Cash flow can come from bond interest, interest from other types of investments, and of course, dividends. A dividend is that coveted distribution of a company's earnings paid out to shareholders, and investors often view it by its dividend yield, a metric that measures the dividend as a percent of the current stock price. Many academic studies show that dividends account for significant portions of long-term returns, with dividend contributions exceeding one-third of total returns in many cases.

Eaton in Focus

Based in Dublin, Eaton (ETN - Free Report) is in the Industrial Products sector, and so far this year, shares have seen a price change of 5.5%. The power management company is paying out a dividend of $0.86 per share at the moment, with a dividend yield of 2.08% compared to the Manufacturing - Electronics industry's yield of 1.03% and the S&P 500's yield of 1.8%.

Taking a look at the company's dividend growth, its current annualized dividend of $3.44 is up 6.2% from last year. Eaton has increased its dividend 5 times on a year-over-year basis over the last 5 years for an average annual increase of 4.70%. Looking ahead, future dividend growth will be dependent on earnings growth and payout ratio, which is the proportion of a company's annual earnings per share that it pays out as a dividend. Right now, Eaton's payout ratio is 43%, which means it paid out 43% of its trailing 12-month EPS as dividend.

ETN is expecting earnings to expand this fiscal year as well. The Zacks Consensus Estimate for 2023 is $8.24 per share, which represents a year-over-year growth rate of 8.85%.

Bottom Line

From greatly improving stock investing profits and reducing overall portfolio risk to providing tax advantages, investors like dividends for a variety of different reasons. However, not all companies offer a quarterly payout.

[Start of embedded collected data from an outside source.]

PR #2049, opened 2026-07-25
Ironwood/Slipstream: migration engine, Slipstream sync, and main integration

nuttycom:
Replaces `android-slipstream-ironwood-chp` as the integration branch for the Ironwood/Slipstream
work. Opened as a draft against `spec/main` (#2048) so the diff shows only this branch's work
rather than re-showing the maintenance-line reconciliation. GitHub retargets this to `main`
automatically when #2048 merges.

Most of the 138 files here are pre-existing work carried over from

High-growth firms or tech start-ups, for example, rarely provide their shareholders a dividend, while larger, more established companies that have more secure profits are often seen as the best dividend options. Income investors have to be mindful of the fact that high-yielding stocks tend to struggle during periods of rising interest rates. With that in mind, ETN is a compelling investment opportunity. Not only is it a strong dividend play, but the stock currently sits at a Zacks Rank of 3 (Hold).